# Plc und Cnc



## meschede (12 November 2009)

Hallo zusammen,
hat vielleicht jemand hier ahnung,wie der Plc ein texteditor ,wo darauf ein *Cnc programme* geschrieben wurde einlesen kann

danke erstmal


----------



## Rainer Hönle (12 November 2009)

Bahnhof? Was soll wie erfolgen?


----------



## diabolo150973 (12 November 2009)

Ich glaube, er will wissen, wie man ein "CNC-Programm", dass im "Texteditor" geschrieben wurde in die Steuerung einlesen kann...

Wenn er in der Lage ist, vernünftige 3D-Modelle im Editor satzweise zu schreiben: Hut ab!!!

http://www.lehrer.uni-karlsruhe.de/~za685/cnc/programmierung.htm#programmstruktur


Vielleicht sollte er sich mal Shopmill oder ähnliches ansehen und sich mit der Funktion und den Abläufen vertraut machen...

http://www.automation.siemens.com/mc/mc-sol/de/410610ca-31ce-11d7-b4f2-0050da4caaa9/index.aspx


Vielleicht verrät er ja noch genauer, was er möchte (wenn er kann)


Gruß,


dia


----------



## Rainer Hönle (12 November 2009)

Und was hat dies mit der PLC zu tun?


----------



## diabolo150973 (12 November 2009)

diabolo150973 schrieb:


> Vielleicht verrät er ja noch genauer, was er möchte (wenn er kann)




Ich habe (mal wieder) keine Ahnung...

http://de.wikipedia.org/wiki/PLC


----------



## Rainer Hönle (12 November 2009)

Nimm lieber diesen Link


----------



## diabolo150973 (12 November 2009)

Das steht doch bei mir auch (mitten)drin... Aber noch weiß ja auch keiner, was er will


----------



## meschede (12 November 2009)

Also leute,da ich in der SPS-Welt neu bin und  meine Deutschsprache nicht so perfekt ist,habt ihr mich falsche verstanden.Ist auch mein Fehler,da ich wenig erklärt habe.Was ich eigentlich wollte ,habe ich skizziert und steht im Datei Bsp_2.doc.Vielleicht kommt ihr besser zu recht damit.


----------



## bike (12 November 2009)

Warum soll das Programm in die PLC?
Verfahren tut die NC und wenn du ein Programm geschrieben hast wird es von der NC ausgeführt nicht von der PLC.

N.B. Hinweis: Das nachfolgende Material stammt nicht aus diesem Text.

PR #190, opened 2020-08-19
Release grpc 1.31

abe545:
So, the update to the build system in grpc 1.31 broke our builds. I tried my hardest to figure it out, but cmake isn't my forte. 

The good news is that most of it is hosted in APK for alpine - I updated to pull those packages. One thing to note about this approach: the `edge` channel which has the latest & greatest versions of grpc won't keep the packages around forever. So if we want to do it this way, we're going to have to stay on top of grpc/protobuf releases, and push them out ourselves.

If you don't like using the packages, here is the [APK build](https://git.alpinelinux.org/aports/tree/community/grpc/APKBUILD) to get you started.


vtopc (approved):

abe545:
@ido-namely @vtopc this isn't done - the binaries need to be sorted in the final image, but before I finished the work, I wanted to check with you about the change in direction for how we get the binaries in the image.

ido-namely:
> @ido-namely @vtopc this isn't done - the binaries need to be sorted in the final image, but before I finished the work, I wanted to check with you about the change in direction for how we get the binaries in the image.

@abe545  I think this is the right move. it would significantly help with maintaining this repo. I appreciate you working through this.

vtopc:
Sorry, cmake isn't my forte too :(

mhamrah:
https://github.com/grpckit/grpckit/blob/master/Dockerfile#L31

abe545:
> https://github.com/grpckit/grpckit/blob/master/Dockerfile#L31

Thanks @mhamrah! I see you guys switched to the debian base image - would probably make all this easier... The grpc documentation suggests using bazel to build, but that doesn't have packages available for alpine, so the debian image would make using their favored build system easier 🤷

vtopc (approved):

mhamrah:
Yeah I was fighting for a bit, and gave up. I like the Debian slim images.

PR #292, opened 2022-05-05
Bump grpc to 1.43

abe545:
I also got the tests running in the build. Hopefully this will speed up the process with which we can accept external PRs


all/test.sh
```diff
@@ -24,15 +26,21 @@ testGeneration() {
...
     echo "Testing language $lang $expected_output_dir $extra_args"
 
+    mkdir -p "$name"
+    cp -r ./all "./$name"
+    pushd "./$name"
+
     # Test calling a file directly.
     exitCode=0
-    docker run --rm -v=`pwd`:/defs $CONTAINER -f all/test/test.proto -l $lang -i all/test/ $extra_args > /dev/null || exitCode=$?
+    docker run --rm -v=$(pwd):/defs "$CONTAINER" -f all/test/test.proto -l "$lang" -i all/test/ $extra_args > /dev/null || exitCode=$?
```
abe545, line 35: Codacy is yelling about this line, but `$extra_args` can't be quoted - it needs to stay as an array, or the arguments don't get passed to docker correctly

jcburley: `extra_args` doesn't look like it's defined as an array to me. Line 26 should probably be `extra_args=( "$@" )` to make it an array.

Then, instead of `$extra_args`, Codacy might be okay with `"${extra_args[@]}`.

all/test.sh
```diff
@@ -56,6 +64,15 @@ testGeneration() {
         fi
     fi
 
+    if [[ "$lang" == "java" ]]; then
+        if [[ "$extra_args" == *"-o gen/test.jar" ]]; then
```
jcburley, line 68: Not sure this works if `extra_args` is truly an array and the option and its argument are two separate elements in the array.

So maybe you want just a scalar, in which case line 26 should probably be `extra_args="$@"`. (But Codacy might still complain about the quoteless expansion.)

Or, use an array, and change the comparison here to work with that.

jcburley (changes requested):

all/test.sh
jcburley: OR or, convert the array to a string temporarily here and compare that, which might be easiest?

.github/workflows/master.yml
```diff
@@ -36,5 +36,11 @@ jobs:
...
         env:
-          BUILD_VERSION: ${{ steps.sha_short.outputs.SHA_SHORT }}
+          VERSION: ${{ steps.sha_short.outputs.SHA_SHORT }}
         run: make build
+
+      - name: Test
+        if: success()
+        env:
+          CONTAINER: docker.io/namely/protoc-all:${{ steps.sha_short.outputs.SHA_SHORT }}
+        run: make test
```
ido-namely, line 46: we should probably try to run the gwy tests as well - https://github.com/namely/docker-protoc#grpc-gateway-test

gwy/templates/go.mod.tmpl
```diff
@@ -9,6 +9,6 @@ require (
 	github.com/sirupsen/logrus v1.7.0
 	github.com/spf13/pflag v1.0.5
 	github.com/spf13/viper v1.7.1
-	google.golang.org/grpc v1.42.0
+	google.golang.org/grpc v1.45.2
```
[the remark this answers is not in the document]
ido-namely: I think it should be fine.

ido-namely (commented):
I wonder if we should release 1.43_0 and 1.44_0 before 1.45_0 for the community.

all/test.sh
abe545: I followed the same pattern used throughout this file. I don't think it makes sense to do something differently here than all the other tests

abe545:
> I wonder if we should release 1.43_0 and 1.44_0 before 1.45_0 for the community.

Yes, we probably should stay on top of these and do so (they've also already released 1.46 fwiw)

gwy/templates/go.mod.tmpl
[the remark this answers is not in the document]
abe545: Good thing you got me to run the grpc gateway tests - the point release didn't work, as golang was failing to find it during build. Switching to `v1.45.0` did work though, so I suppose that is how it should be done?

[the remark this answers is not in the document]
ido-namely: yeah, I thought the point release was for the go module, but it looks like `1.45` has only `v1.45.0` - https://pkg.go.dev/google.golang.org/grpc?tab=versions

abe545:
> > I wonder if we should release 1.43_0 and 1.44_0 before 1.45_0 for the community.
> 
> Yes, we probably should stay on top of these and do so (they've also already released 1.46 fwiw)

@ido-namely should I just turn this pr into 1.43_0, so we can have a better PR experience for 1.44_0 and later?

ido-namely:
> > > I wonder if we should release 1.43_0 and 1.44_0 before 1.45_0 for the community.
> > 
> > 
> > Yes, we probably should stay on top of these and do so (they've also already released 1.46 fwiw)
> 
> @ido-namely should I just turn this pr into 1.43_0, so we can have a better PR experience for 1.44_0 and later?

Yes, that's what I was thinking too.

ido-namely (approved):
Thank you for all the work, especially around testing in the CI.

abe545:
> Thank you for all the work, especially around testing in the CI.

I'd love it if we didn't need to do a pr to release a new version, and just base it off the tags... Maybe one day 😄

ido-namely:
> > Thank you for all the work, especially around testing in the CI.
> 
> I'd love it if we didn't need to do a pr to release a new version, and just base it off the tags... Maybe one day 😄

Me too, but on the other hand I do prefer the version to be sourced controlled. 
I think it would be great if we utilize Renovate ([example](https://github.com/ido-namely/docker-protoc/pull/1)) to open these PRs automatically. Now with your addition of the tests to the CI it would make everything much easier.

abe545:
> > > Thank you for all the work, especially around testing in the CI.
> > 
> > 
> > I'd love it if we didn't need to do a pr to release a new version, and just base it off the tags... Maybe one day 😄
> 
> Me too, but on the other hand I do prefer the version to be sourced controlled. I think it would be great if we utilize Renovate ([example](https://github.com/ido-namely/docker-protoc/pull/1)) to open these PRs automatically. Now with your addition of the tests to the CI it would make everything much easier.

Yeah, that seems nice. I wonder if we can enable that for this repo, or if not, if dependabot could be configured to do so

gwy/test.sh
```diff
@@ -1,19 +1,19 @@
...
 
-CONTAINER=$1
 HEADERS_FILE="./.headers"
 SOME_RESP_HEADER="SOME-RESPONSE-HEADER"
 
+pushd "gwy"
+
 # Test building the gateway.
-docker run --rm -v=`pwd`:/defs $CONTAINER -f test/test.proto -i . -s Message
+docker run --rm -v=$(pwd):/defs "$CONTAINER" -f /defs/test/test.proto -i /defs -s Message
```
jcburley, line 16: Probably should be double-quoted, in case there's a space or something in the cwd, and `$PWD` works fine (without spawning a shell) AFAIK, so maybe `"$PWD"`?

gwy/test.sh
```diff
@@ -32,44 +32,54 @@ status=`curl -i -s -o $HEADERS_FILE -w "%{http_code}" localhost:8080/api/message
...
 fi
+echo "[Pass] - Received expected response from gateway when expected payload not passed in the http request body"
 
 kill $!
 
-
-
 # Test building the gateway with unbound methods.
-docker run --rm -v=`pwd`:/defs $CONTAINER -f test/test.proto -i . -s Message --generate-unbound-methods
+docker run --rm -v=$(pwd):/defs "$CONTAINER" -f test/test.proto -i . -s Message --generate-unbound-methods
```
jcburley, line 82: Same here as above (and elsewhere).

all/test.sh
jcburley: Agreed!

all/test.sh
jcburley: Yeah, if you don't need it to be an array, leave it as-is, and just tell Codacy to ignore that issue, is my suggestion, based on what you're saying.

Instead of an array, I'd call it something like "a space-separated string of arguments", FWIW.

jcburley (commented):
Generally, is it expected that error messages will go to `stdout` instead of `stderr` in the pertinent scripts?

Normally I `echo >&2 ...` for errors, but these scripts might be special cases.

all/test.sh
abe545: Fair - once I saw your feedback, I read up on the `$@` and that is indeed what it is - so TIL it isn't an array like in normal programming languages 😄 
If I were an admin in this repo, I'd definitely do that. Unfortunately, I don't have the rights to make codacy ignore it.

gwy/test.sh
abe545: So when I do this locally, that is an empty string in these scripts...

abe545: Oh wait, is it case sensitive? Let me try that

abe545:
> Generally, is it expected that error messages will go to `stdout` instead of `stderr` in the pertinent scripts?
> 
> Normally I `echo >&2 ...` for errors, but these scripts might be special cases.

I can modify it to do that. These are home grown tests that were written by people who might not be that familiar with bash/linux scripting... Like I thought about doing color coding on the pass/fail statements, but I don't really know how to do that, and it seemed like a lot of effort, so I just went with the incremental improvements

all/test.sh
jcburley: I don't have the rights to do that either, but somebody here must!

That being said, it has always struck me as a code smell that wildcard-matching on a variable containing args (which are subject to unwanted globbing, besides the quoting issue that is at least constrained by the callers) is used to "parse" those arguments.

It'd be great to refactor that code to use proper/modern parsing techniques someday.

If `set -f` or whatever turns off the globbing (within that function at least?), that might be a good idea, and perhaps Codacy would notice it and stop complaining?

Also the Codacy explanation suggests an alternative: that of using (moving the command-line composition to) a function. It wasn't obvious to me how that might fix the problem, but perhaps it would?

abe545: Sadly setting `-f` in the shbang didn't convince codacy this is okay... Is it really that important to clear up that warning in codacy? Can't we just ignore it ourselves and merge this anyway, since we know its complaints are meaningless?

jcburley (approved):

PR #210, opened 2020-10-09
SOR-1933 bump latest protoc-gen-micro

vtopc:
https://jira.namely.land/browse/SOR-1933

github.com/micro/protobuf/protoc-gen-go is overwriting protoc-gen-go(regardless if its old github.com/golang/protobuf/protoc-gen-go or new google.golang.org/protobuf/cmd/protoc-gen-go) and version of Feb 5, 2018:
```
$ cd go/bin
$ go get -u github.com/golang/protobuf/protoc-gen-go
$ mv protoc-gen-go protoc-gen-go.origin
$ go get -u github.com/micro/protobuf/protoc-gen-go
$ diff protoc-gen-go protoc-gen-go.origin
Binary files protoc-gen-go and protoc-gen-go.origin differ
```

caused by https://github.com/namely/docker-protoc/pull/140/files

PR #297, opened 2022-05-13
bump protoc-gen-validate to latest version to support validation on proto3 optional

zaquestion:


zaquestion:
Installed `protoc-gen-go` before `protoc-gen-validate` as that's a dependency now. Tho I left the later install just incase the version gets overwritten along the way (inline with #210). I believe the existing tests cover us well enough here. I did go ahead and build all this locally and test generation with protoc-gen-validate and saw the expected results as well. Would deeply appreciate bringing this in as it's blocking a number of other things at my work.

ido-namely (commented):
Thanks @zaquestion for the contribution!
PR LGTM, would you mind adding a test case to confirm the plugin works as expected with a proto file which has the optional attribute?

zaquestion:
Hi @ido-namely need some guidance on how best to move this forward. I added to the `all/test/test.proto` an optional field and executed the tests on it. It causes the `protoc-gen-grpc-gateway` plugin to fail as it's pined to a fairly old version (10 minors behind). Updating that causes some fairly specific tests to break as the generation for some FieldMask seems to change in later versions. Also even if it didn't this PR gains a much larger scope if it's updating multiple deps. 

I believe I can split out into a separate `test_validate.proto` file and write a test against that and not update any other deps, just validating the behavior changes of this PR. Would that be suitable for merge, or would you like some other route?

PR #306, opened 2022-06-03
Consider java lang while forming GEN_STRING with validation enabled

venkatduddu:


all/entrypoint.sh
```diff
@@ -396,6 +396,10 @@ if [[ $GEN_VALIDATOR == true && $GEN_LANG == "gogo" ]]; then
     GEN_STRING="$GEN_STRING --validate_out=lang=gogo${VALIDATOR_SOURCE_RELATIVE}:$OUT_DIR"
 fi
 
+if [[ $GEN_VALIDATOR == true && $GEN_LANG == "java" ]]; then
+    GEN_STRING="$GEN_STRING --validate_out=lang=java${VALIDATOR_SOURCE_RELATIVE}:$OUT_DIR"
```
ido-namely, line 400: VALIDATOR_SOURCE_RELATIVE is a go/gogo flag, so there is no need to set it.

ido-namely (commented):
Thanks for the pr @venkatduddu!
It would be great if you can add a test for this use case.
You can find our tests in https://github.com/namely/docker-protoc/blob/master/all/test.sh

all/entrypoint.sh
venkatduddu: @ido-namely took care of it

venkatduddu:
> Thanks for the pr @venkatduddu! It would be great if you can add a test for this use case. You can find our tests in https://github.com/namely/docker-protoc/blob/master/all/test.sh

@ido-namely tried adding a test for java `--with-validator` flag, however it wasn't generating any validation related java classes/methods. Do I need to modify the test.proto to include some validations?

ido-namely:
> > Thanks for the pr @venkatduddu! It would be great if you can add a test for this use case. You can find our tests in https://github.com/namely/docker-protoc/blob/master/all/test.sh
> 
> @ido-namely tried adding a test for java `--with-validator` flag, however it wasn't generating any validation related java classes/methods. Do I need to modify the test.proto to include some validations?
> 
> image

Hi @venkatduddu , that would be my guess, perhaps in Java it does not generate an additional file if there aren't any annotations.

venkatduddu:
> > > Thanks for the pr @venkatduddu! It would be great if you can add a test for this use case. You can find our tests in https://github.com/namely/docker-protoc/blob/master/all/test.sh
> > 
> > 
> > @ido-namely tried adding a test for java `--with-validator` flag, however it wasn't generating any validation related java classes/methods. Do I need to modify the test.proto to include some validations?
> > image
> 
> Hi @venkatduddu , that would be my guess, perhaps in Java it does not generate an additional file if there aren't any annotations.

Hi @ido-namely you are right, i added validate.proto and it generated the java validator.
Have a look and see how does it look.

all/test.sh
```diff
@@ -187,9 +187,7 @@ testGeneration() {
         fi
     fi
 
-        # Test that we have generated the test.pb.go file.
```
ido-namely, line 190: we'd want to keep this comment

all/test.sh
```diff
@@ -207,6 +205,23 @@ testGeneration() {
         fi
     fi
 
+    if [[ "$extra_args" == *"--with-validator"* ]] && [[ "$lang" == "java" ]]; then
+        # Test that we have generated the Test.java files and TestValidator.java files
+        java_file_count=$(find $expected_output_dir -type f -name "Test.java" | wc -l)
+        if [ $java_file_count -ne 1 ]; then
+            echo >&2 "[Fail] $name"
+            echo >&2 "Test.java files were not generated in $expected_output_dir"
```
ido-namely, line 213:
```suggestion
            echo >&2 "Test.java file was not generated in $expected_output_dir"
```

all/test.sh
```diff
@@ -207,6 +205,23 @@ testGeneration() {
...
+            exit 1
+        fi
+        java_validator_file_count=$(find $expected_output_dir -type f -name "TestValidator.java" | wc -l)
+        if [ $java_validator_file_count -ne 1 ]; then
+            echo >&2 "[Fail] $name"
+            echo >&2 "TestValidator.java files were not generated in $expected_output_dir"
```
ido-namely, line 219:
```suggestion
            echo >&2 "TestValidator.java file was not generated in $expected_output_dir"
```

all/test.sh
```diff
@@ -207,6 +205,23 @@ testGeneration() {
...
+            exit 1
+        fi
+        echo "java with validator"
```
ido-namely, line 222: this can be removed

all/test/test.proto
```diff
@@ -5,6 +5,7 @@ package Messages;
 import "all/test/include.proto";
 import "google/api/annotations.proto";
 import "google/protobuf/field_mask.proto";
+import "all/test/validate.proto";
```
ido-namely, line 8:
```suggestion
import "validate/validate.proto";
```

The file is included in the docker image (in /opt/include/validate/validate.proto) so you don't need to add it to the repo.

all/test.sh
venkatduddu: taken care of it

all/test.sh
venkatduddu: taken care of it

all/test.sh
venkatduddu: taken care of it

all/test/test.proto
venkatduddu: took care of it

ido-namely (approved):

abe545 (approved):

ido-namely:
Now available in `v1.46_1`.
Thank you for your contribution @venkatduddu !

PR #307, opened 2022-06-03
Use latest protogen-validate version that has support for optionals

venkatduddu:
The current version (0.6.1) of proto gen validate used in this doesn't have the optional support.

As part of [0.6.3](https://github.com/envoyproxy/protoc-gen-validate/releases/tag/v0.6.3) protoc-gen-validate started supporting optional.


ido-namely (commented):
Hi @venkatduddu ,
There is another older PR to address this upgrade, I don't mind which one we end up merging but I would prefer if we add some tests.
Please see my comments in the other PR https://github.com/namely/docker-protoc/pull/297

venkatduddu:
> 

i will close this PR.

PR #310, opened 2022-07-05
Rewrite tests in go

ido-namely:
Rewriting the tests in go to make it easier to add new tests and maintain the existing tests.
Also: 
 - Activating go updates in Renovate
 - Removing the need of installing jq in favor of installing go
 - Making the tests run in parallel
 - Fixing some of the existing tests that did not run/validate the existence of generated files properly.

Note: we still have some tests written in bash for the gateway image. This is not addressed in this PR on purpose.


jcburley (commented):
"I just wanna tell you, good luck. We're all counting on you." </meme>

Seriously, this is awesome! I've wanted to see something like this done for quite awhile.

Thanks!!

nycdotnet (approved):
ok.  If you could put a little more in the readme about where to go when a contributor makes a change to add to or update the tests, that would be appreciated.

nycdotnet (approved):
nice!

jcburley (approved):
Nice!!

PR #311, opened 2022-07-07
Update envoy validator and add test for validator optional field

ido-namely:
Replaces https://github.com/namely/docker-protoc/pull/297
Credit to @zaquestion


nycdotnet (approved):
Thanks Ido and original contributor.

Dockerfile
```diff
@@ -96,6 +96,8 @@ RUN set -e && \
 
 RUN go get -u github.com/micro/micro/v3/cmd/protoc-gen-micro
 
+# protoc-gen-go is depended on by protoc-gen-validate, install here and then overwrite later just in case
```
jcburley, line 99: "just in case" is kinda vague; can you be more specific?

jcburley (changes requested):

Dockerfile
ido-namely: updated.
Please also see https://github.com/namely/docker-protoc/pull/311/files#diff-dd2c0eb6ea5cfc6c4bd4eac30934e2d5746747af48fef6da689e85b752f39557R109 for context

nnarh (approved):

PR #312, opened 2022-07-07
Fix Renovate for go

ido-namely:
The go.mod file was not discovered because it's under `test` dir which is ignored by the default preset.


ido-namely:
superseded by https://github.com/namely/docker-protoc/pull/314

PR #314, opened 2022-07-10
Enhance Renovate configuration

ido-namely:
- Manage more dependencies with Renovate
 - Group gateway go package separately (we avoid upgrading this package atm because of a breaking change regarding fieldmasks)
 - Manage gateway go.mod template using Renovate's Go data source
 - Remove go.sum.template (no need for it since the go app is vendored anew in the generated docker file).


nycdotnet (approved):
Would you please make a small update to the readme discussing what Renovate is and how this project uses it?  There is a link to it in the readme already but a few sentences to guide someone like me who may be interested to use the tooling you've set up but isn't quite sure where to get started (some typical commands for example) would be very helpful.

.github/README.md
```diff
@@ -0,0 +1,38 @@
...
+## How does Renovate work?
+
+`Renovate` is able to automatically identify dependencies of different kinds in different files and start opening PRs once a basic configuration file is found in the repo and the app is enabled. `Renovate` has a lot of different configuration options beyond the supported dependencies which are well documented [here](https://docs.renovatebot.com/).
+
+However, in cases such as this repo where the dependencies are managed in proprietary files, additional configuration is required.
+
+## How is Renovate used in this repo?
+
+In this repo, we have a variety of dependencies pinned to specific versions, primarly to create reproducible, testable builds.\
+Most of these dependencies are installed in the built docker images and are referenced in [Dockerfile](../Dockerfile). However, their versions are set separatly in [variables.sh](../variables.sh), which means most PRs opened by `Renovate` will attempt to update this file.
```
nycdotnet, line 18:
```suggestion
Most of these dependencies are installed in the built docker images and are referenced in [Dockerfile](../Dockerfile). However, their versions are set separately in [variables.sh](../variables.sh), which means most PRs opened by `Renovate` will attempt to update this file.
```

.github/README.md
```diff
@@ -0,0 +1,38 @@
...
+
+One of great features of `Renovate` is the ability to group dependency updates into mutual PRs according to different criteria to avoid spamming the repo with too many PRs (1 PR per dependency).
+
+In this repo, we have several groups configured according to specific dependencies and/or dependency types:
+
+*   Major/Minor (main) gRPC updates - these dependencies' updates will be opened in one PR. Merging PRs for this dependency group will be followed by releasing new major version in this repo.
+
+*   All other minor/patch dependency updates - Usually as long as the tests pass for this PR we should be able to merge & release a new patch version in this repo.
+
+*   Go gRPC Gateway module - This dependency is singled out since we cannot update it yet due to a breaking change. once we do update it, we can move this dependency to the same group as the other non gRPC dependencies.
```
nycdotnet, line 33:
```suggestion
*   Go gRPC Gateway module - This dependency is singled out since we cannot update it yet due to a breaking change. Once we do update it, we can move this dependency to the same group as the other non gRPC dependencies.
```

nycdotnet (approved):
Thanks @ido-namely !

.github/README.md
```diff
@@ -0,0 +1,38 @@
...
+
+## How does Renovate work?
+
+`Renovate` is able to automatically identify dependencies of different kinds in different files and start opening PRs once a basic configuration file is found in the repo and the app is enabled. `Renovate` has a lot of different configuration options beyond the supported dependencies which are well documented [here](https://docs.renovatebot.com/).
+
+However, in cases such as this repo where the dependencies are managed in proprietary files, additional configuration is required.
+
+## How is Renovate used in this repo?
+
+In this repo, we have a variety of dependencies pinned to specific versions, primarly to create reproducible, testable builds.\
```
jcburley, line 17: Is the trailing backslash needed here? That practice is discouraged here (though I'm not a Markdown expert by any means):

https://www.markdownguide.org/basic-syntax/

README.md
```diff
@@ -295,23 +295,28 @@ the language, the arguments to invoke the image with, the expected generated fil
...
+
 ### Release
 
 Any new gRPC version based release is handled automatically once the relevant [Renovate](https://www.mend.io/free-developer-tools/renovate/) branch is merged to master
 via the CI (Github Action). A patch release should be created manually in Github and the CI workflow will take care of the rest.
 
 #### Contributors
 
-Open a PR and ping one of the Namely employees who have worked on this repo recently.  We will take a look as soon as we can.  
+Open a PR and ping one of the Namely employees who have worked on this repo recently.  We will take a look as soon as we can.\
```
jcburley, line 310: Same question about backslash here.

If it's just being used in lieu of extending the line (i.e. the backslash-newline combo is in lieu of a space), note that the file already has longer lines than this one would be.

jcburley (commented):
A lot of this LGTM, and the Renovate explanation helps give me some context, but I'm not yet enough of an expert to properly review all of this, so will (for now) just Comment.

Please let me know whether you want me to find some time to take a deeper dive in order to reach a go/no-go decision on this.

(Overall this seems like another great improvement to me.)

README.md
ido-namely: honestly the backslashes were added by a linter I used that matches Codacy. Personally I don't feel strongly about it either way.

jcburley: Huh, ok!

klvmungai (approved):

PR #336, opened 2022-09-12
Fix the workflows so that we can auto release a new major version

ido-namely:
The previous solution was not working as expected because one workflow cannot be triggered by an event that itself was triggered by the github-action user.

So instead, the workflow to release new docker images is called explicitly by the workflow that will create a new gh release.
the release to docker can still be triggered however even if the gh release is done manually, which will allow us to keep using it for patch versions.


abe545 (approved):

jcburley (approved):
It seems reasonable to me, but I can't comment on the correctness of the implementation beyond looking for obvious typos, due to not knowing this area very well.

PR #384, opened 2023-10-23
Upgrade ts_proto dependency

manjabes:
ts-proto has added a few useful options since the last version


DocMarten:
ping @ido-namely

PR #3927, opened 2019-05-12
Various fixes and improvements around syntax unification

### LINKED ISSUE #3925: jx create step is broken
### Summary 

@abayer  The commit 98a094d98c282fe4d42e533b0abda3b078538632 broke the functionality of `jx create step`. Now it adds an empty `agent` (unnecessary clutter) and `loop` with `null` as values for `steps` and `values` inside. Such a loop fails to run and it does not pass the validations.

On top of that, `command` (it was `sh` before) does not execute at all so even if the `loop` section is removed manually after executinh `jx create step`, it does not do anything.

If the fix is not quick, can we revert the change to `create_step.go` while waiting for reorganization to finish?

abayer:
#### Submitter checklist

#### Description

* Gets rid of superfluous `agent` and `loop` in output, adds tests to verify that we're generating what's expected. 
* Add support for `loop` in build packs and lifecycle step addition.
* Add support for `containerOptions` on `pipelineConfig` in build pack or `jenkins-x.yml`.
* Add test for `pipelineConfig.env` and lifecycle step addition.

/assign @jstrachan 
cc @vfarcic  - I'm not seeing the issue with `command` not executing, so if you could test this by hand and let me know how it looks, I'd appreciate it.

fixes #3925

### DIFF
--- a/pkg/jenkinsfile/pipeline.go
+++ b/pkg/jenkinsfile/pipeline.go
@@ -149,7 +149,7 @@ func (p *PipelineOverride) MatchesStage(name string) bool {
 // PipelineConfig defines the pipeline configuration
 type PipelineConfig struct {
 	Extends     *PipelineExtends `json:"extends,omitempty"`
-	Agent       syntax.Agent     `json:"agent,omitempty"`
+	Agent       *syntax.Agent    `json:"agent,omitempty"`
 	Env         []corev1.EnvVar  `json:"env,omitempty"`
 	Environment string           `json:"environment,omitempty"`
 	Pipelines   Pipelines        `json:"pipelines,omitempty"`
@@ -518,8 +518,7 @@ func LoadPipelineConfigAndMaybeValidate(fileName string, resolver ImportFileReso
 	pipelines.RemoveWhenStatements(jenkinsfileRunner)
 	if clearContainer {
 		// lets force any agent for prow / jenkinsfile runner
-		config.Agent.Label = ""
-		config.Agent.Container = ""
+		config.Agent = &syntax.Agent{}
 	}
 	if config.Extends == nil || config.Extends.File == "" {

Also so wie du beschrieben hast funktioniert es nicht.
Du kannst Achsen über den FC18 mit der PLC fahren, aber du kannst dem Baustein kein Programm übergeben.

Es macht Sinn wenn du uns erklärst was du machen willst.
Dann kommen wir zum wie du das Ziel erreichst


bike


----------



## meschede (13 November 2009)

@ Axel: Ich weiß doch verfahren tut die NC und meine Achsen kann ich schon mal beliebig fahren.Was ich da skizziert habe ,dachte ich wäre auch ein mögliche lösung gewessen um meine Achsen zu fahren  aber wahrscheinlich nicht.





L'ignorant c'est celui qui croit tout connaitre.


----------



## Rainer Hönle (13 November 2009)

Was ist die eigentliche Aufgabenstellung? Ein Programm aus einem Texteditor in die CNC bringen?


----------



## meschede (13 November 2009)

@Rainer Hönle:Ich hatte so gedacht:Ein Programm aus einem Texteditor in die PLC zu bringen und mit der Zyklisch Datenaustauscht zwischen PLC und NC,führt denn die NC das Programm.







L'ignorant c'est celui qui croit tout connaitre.


----------



## bike (13 November 2009)

meschede schrieb:


> @ Axel: Ich weiß doch verfahren tut die NC und meine Achsen kann ich schon mal beliebig fahren.Was ich da skizziert habe ,dachte ich wäre auch ein mögliche lösung gewessen um meine Achsen zu fahren  aber wahrscheinlich nicht.



Ein Programm von aussen über die PLC in die NC geht direkt nicht. 
Warum auch? 
Einzelne Achsen kannst du mit dem FC 15/18 aus dem Grundprogramm verfahren. 
Über PI Dienste kannst du Aufträge der NC geben, doch das ist nicht so ganz einfach.
Welche NC ist denn eigentlich installiert? Und was ist dein Problem?


bike


----------



## Rainer Hönle (13 November 2009)

Warum nicht das Programm direkt in die CNC laden?


----------



## meschede (13 November 2009)

(Ein Programm von aussen über die PLC in die NC geht direkt nicht):das wollte ich wissen.
die NC-I ist hier installiert.


----------